==== RECORDS FOR THE EXERCISE ====

PR #1836, opened 2023-03-17
fix: detect-workflow-js ref on slsa-github-generator PRs

asraa:
This fixes the behavior of detect-workflow-js for PRs against slsa-github-generator, where the ref should not be the refs/pulls/ but rather the head_sha of the PR.

Adds a test.

This wasn't detected before, and then in PR https://github.com/slsa-framework/slsa-github-generator/pull/1825 I had to add an explicit `git checkout` when compiling the builder from source at the particular builder-ref, which comes from the detect-workflow action. See this run:  https://github.com/slsa-framework/slsa-github-generator/actions/runs/4449301907/jobs/7813310086

Before this, secure-builder-checkout was OK checkout out at a PR ref - I think it was checkout out the merge PR.


laurentsimon (approved):

.github/actions/detect-workflow-js/src/detect.ts
```diff
@@ -60,42 +60,55 @@ export async function detectWorkflowFromContext(
...
+    // GITHUB_JOB_WORKFLOW_SHA becomes fully functional, the OIDC token
+    // detection can be removed and we can identify the current reusable workflow
+    // through the sha of a referenced workflow, fully supporting all triggers
+    // without the repository filter.
+    for (const reusableWorkflow of workflowData.referenced_workflows) {
+      const workflowPath = reusableWorkflow.path.split("@", 1);
+      const [workflowOwner, workflowRepo, ...workflowArray] =
+        workflowPath[0].split("/");
+      const tmpRepository = [workflowOwner, workflowRepo].join("/");
+      if (!reusableWorkflow.ref) {
```
ianlewis, line 87: This seems like it would fail if any reusable workflows in the chain are referenced by digest when I think we only care about the slsa-github-generator ones? Perhaps it should be this?

```suggestion
      if (workflowRepo === "slsa-github-generator" && !reusableWorkflow.ref) {
```

Issue #1864, opened 2023-03-22
[feature] Support folders in secure-upload and secure-download


asraa:
Blocking 
https://github.com/slsa-framework/slsa-github-generator/issues/1655
https://github.com/slsa-framework/slsa-github-generator/issues/1863

**Is your feature request related to a problem? Please describe.**

**Describe the solution you'd like**

**Describe alternatives you've considered**

**Additional context**

PR #1866, opened 2023-03-23
feat: secure folder upload Action

laurentsimon:
Part of https://github.com/slsa-framework/slsa-github-generator/issues/1864


.github/actions/secure-upload-folder/action.yml
```diff
@@ -0,0 +1,32 @@
...
+    value: "${{ steps.upload.outputs.sha256 }}"
+
+runs:
+  using: "composite"
+  steps:
+    - name: Create tarball
+      env:
+        PATH: ${{ inputs.path }}
+      run: |
+        tar -cvf "$PATH" "$PATH.tar"
```
ianlewis, line 23: Do you not want to compress it? Also, the arguments are reversed.

```suggestion
        tar -czvf "$PATH.tgz" "$PATH"
```

.github/actions/secure-upload-folder/action.yml
```diff
@@ -0,0 +1,32 @@
...
+
+    - name: Upload the artifact
+      id: upload
+      uses: slsa-framework/slsa-github-generator/.github/actions/secure-upload-artifact@main
+      with:
+        name: "${{ inputs.name }}"
+        path: "${{ inputs.path }}.tar"
+        if-no-files-found: error
+        retention-days: 5
```
ianlewis, line 32: More extensive suggestions.

- Compress the tar file
- `tar` will overwrite the file silently. Write it to a temp directory.
- Don't overwrite `$PATH`
```suggestion
      id: create
      env:
        DIRPATH: ${{ inputs.path }}
      run: |
        # check if a directory
        if [[ ! -d "${DIRPATH}" ]]; then
            >&2 echo "Error: ${DIRPATH} is not a directory."
            exit 1
        fi
        tempdir=$(mktemp -d)
        foldername=$(basename "${DIRPATH}")
        tarball_path="${tempdir}/${foldername}.tgz"
        tar -czvf "${tarball_path}" "${DIRPATH}"
        echo "tarball-path=${tarball_path}" >> "$GITHUB_OUTPUT"

    - name: Upload the artifact
      id: upload
      uses: slsa-framework/slsa-github-generator/.github/actions/secure-upload-artifact@main
      with:
        name: "${{ inputs.name }}"
        path: "${{ steps.create.outputs.tarball-path }}"
        if-no-files-found: error
        retention-days: 5
```

asraa (commented):
I understand this for purposes of uploading folders between trusted VMs. What if these are also outputs? Would the outputs be a tar file, instead of a collection of files when download the artifact?

laurentsimon:
> I understand this for purposes of uploading folders between trusted VMs. What if these are also outputs? Would the outputs be a tar file, instead of a collection of files when download the artifact?

I'll create a secure download folder which will untar and extract the files. Is that OK?

I may be mis-understanding the question

laurentsimon:
> > I may be mis-understanding the question
> 
> If the attestation folder is uploaded using this in the SRW, so that the TRW can securely download it, should the TRW then upload the folder with the normal `upload-artifact` back to the caller? Otherwise the caller will get the attestations uploaded in a tar file.
> 
> I guess I'm curious whether the tar needs to be uploaded, rather than just recompute the tar from the downloaded folder and verify its sum in secure-download.

That's a good point. I was thinking that we'd make a public secure-download-attestations Action that untars. But it's not ideal you're right.

Re-tar / zip may not work unless we make sure timestamps are not recorded and other compression methods don't get in the way. So maybe we need a merkle tree of folder content.. this would still require a public Action for folks to verify but at least the caller can download using the official download-artifact.

Google tells me `find /path/to/folder -type f -print0 | sort -z | xargs -0 sha1sum | sha1sum` may work. I'll need to try it out. TRWs will need to use this so we'd document it.

Wdut?

asraa:
> TRWs will need to use this so we'd document it or create an Action for it. 

I believe we can still package that line into a `secure-download-folder`, so TRWs may not need to know the internals (or even public users where it's less important to do this verification but they may)

Hmmm. 

> Google tells me find /path/to/folder -type f -print0 | sort -z | xargs -0 sha1sum | sha1sum may work. I'll need to try it out.

I think the filenames may matter here (say we download to a temp folder, then we must execute that command INSIDE the temp folder so that the prefix change wouldn't matter). That's not too bad.

I don't know @ianlewis WDYT? in my view it's nice for a user to not have to deal with the tar'd attestations, but I can't tell if introducing this complexity is too much. 

The  folder of build artifacts will also need to be either securely downloaded via the checksums or verified with provenance, right? IMO secure download is easier, since we'll need to match on the many provenance files and artifacts to find the correspondence. In this case as well, we need to either tell TRW users the folder uploaded will be a tar and provide the action, or  do something like the above and hope it stays deterministic

laurentsimon:
> The folder of build artifacts will also need to be either securely downloaded via the checksums or verified with provenance, right? IMO secure download is easier, since we'll need to match on the many provenance files and artifacts to find the correspondence. 

BTW, the official download / upload Action *cannot* download / upload from / to outside the GITHUB_WORKSPACE. At least for download I tried and it cannot. To do that we'd need to call the API ourselves, maybe

> In this case as well, we need to either tell TRW users the folder uploaded will be a tar and provide the action, or do something like the above and hope it stays deterministic

I'd like to avoid relying on determinism, that's likely to break sometimes. Especially since there's no guarantees that the VM use the same runner, iiuc.

ianlewis:
> BTW, the official download / upload Action _cannot_ download / upload from / to outside the GITHUB_WORKSPACE. At least for download I tried and it cannot. To do that we'd need to call the API ourselves, maybe

Yeah, it can. It doesn't check the workspace directory explicitly. Download does fail if the file exists and it won't overwrite it. See this run which successfully uploads `/usr/bin/bash` but fails to overwrite it when it downloads.
https://github.com/ianlewis/actions-test/actions/runs/4506456118/jobs/7933255194

It seems that the download action also lacks permissions to write to most directories outside the workspace. I still think it's valuable for us to limit the path to the workspace dir and not rely on protections inherent to the runner's environment.

ianlewis:
> I believe we can still package that line into a secure-download-folder, so TRWs may not need to know the internals (or even public users where it's less important to do this verification but they may)

I think that if there is a `secure-upload-folder` and `secure-download-folder` action then users shouldn't need to care about how the folder was uploaded as long as the actions work together, will they? Unless they need to use `secure-download-folder` with a tarball they uploaded themselves for some reason?

laurentsimon:
> > BTW, the official download / upload Action _cannot_ download / upload from / to outside the GITHUB_WORKSPACE. At least for download I tried and it cannot. To do that we'd need to call the API ourselves, maybe
> 
> Yeah, it can. It doesn't check the workspace directory explicitly. Download does fail if the file exists and it won't overwrite it. See this run which successfully uploads `/usr/bin/bash` but fails to overwrite it when it downloads. https://github.com/ianlewis/actions-test/actions/runs/4506456118/jobs/7933255194
> 
> It seems that the download action also lacks permissions to write to most directories outside the workspace. I still think it's valuable for us to limit the path to the workspace dir and not rely on protections inherent to the runner's environment.

Agreed. I can add a check to verify the destination does not exist.

laurentsimon:
> > I believe we can still package that line into a secure-download-folder, so TRWs may not need to know the internals (or even public users where it's less important to do this verification but they may)
> 
> I think that if there is a `secure-upload-folder` and `secure-download-folder` action then users shouldn't need to care about how the folder was uploaded as long as the actions work together, will they? Unless they need to use `secure-download-folder` with a tarball they uploaded themselves for some reason?

That was my reasoning too. 

So the summary seems that:
1. Create internal secure upload / download folder by tar-ing the folder first
2. Check in both upload and download that it does not overwrite existing files
3. create a public secure-download-attestation Action that will just call the secure download folder Action

Wdut?

laurentsimon:
> > Create a public secure-download-attestation Action that will just call the secure download folder Action
> 
> Yes! This plan sounds good. I too would like to avoid relying on the determinism hope.

SG. I'll make these changes then. Thanks for all the feedback!

.github/workflows/e2e.upload-folder.schedule.yml
```diff
@@ -0,0 +1,155 @@
+name: schedule secure-upload-folder
+
+on:
+  # Daily run.
```
laurentsimon, line 4: Added this daily run because some of the new Action call other actions `@main`, so it we re to change something in these, we would not catch it during pre-submits.

laurentsimon:
PATL at the changes.

.github/actions/secure-download-folder/action.yml
```diff
@@ -0,0 +1,91 @@
+name: "Secure folder download"
+description: "Download a folder and verify its SHA256"
```
asraa, line 2:
```suggestion
description: "Download a folder uploaded by secure-upload-folder and verify its SHA256"
```

because it relies on the internals of secure-upload-folder (the hardcoded naming of folder.tgz)

asraa (approved):
Nice presubmit tests!

.github/actions/secure-upload-folder/action.yml
```diff
@@ -0,0 +1,50 @@
+name: "Secure folder upload"
+description: "Upload a folder as a tarball and outputs its SHA256"
+inputs:
+  name:
+    description: "Artifact name."
+    default: "artifact"
```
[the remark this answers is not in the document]
laurentsimon: done. Also made artifact name `required`

.github/actions/secure-download-folder/action.yml
laurentsimon: done, thanks

Issue #1885, opened 2023-03-27
[bug][pre-submits] secure-upload-folder.sh: No such file or directory


ianlewis:
Pre-submits for `secure-upload-folder` are failing.

```
/home/runner/work/_temp/e5433f62-ba9c-4718-8a4a-b56fd743f47f.sh: line 2: ./.github/workflows/scripts/schedule.actions/secure-upload-folder.sh: No such file or directory
```
Failing run: https://github.com/slsa-framework/slsa-github-generator/actions/runs/4537510993/jobs/7995441763?pr=1875

laurentsimon:
Let me fix now.

PR #1886, opened 2023-03-27
fix: Update path for secure-upload-folder pre-submit test

ianlewis:
Fixes #1885

PR #1887, opened 2023-03-27
fix: Fix pre-submit for upload-secure-folder

laurentsimon:
closes https://github.com/slsa-framework/slsa-github-generator/issues/1885


ianlewis:
I have #1886 in the works. Will send it in a few minutes.

PR #1888, opened 2023-03-28
feat: harden file access for TS Actions

laurentsimon:
closes https://github.com/slsa-framework/slsa-github-generator/issues/1513


laurentsimon:
@ianlewis @asraa are the pre-submit errors the same you were encountering when you tried the common library?

laurentsimon:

====

■ DIRECTIONS: Exactly as they appear, retype the lines from the start of the records through the line containing "Adds a test.".

■ TASK RESPONSE:
PR #1836, opened 2023-03-17
fix: detect-workflow-js ref on slsa-github-generator PRs

asraa:
This fixes the behavior of detect-workflow-js for PRs against slsa-github-generator, where the ref should not be the refs/pulls/ but rather the head_sha of the PR.

Adds a test.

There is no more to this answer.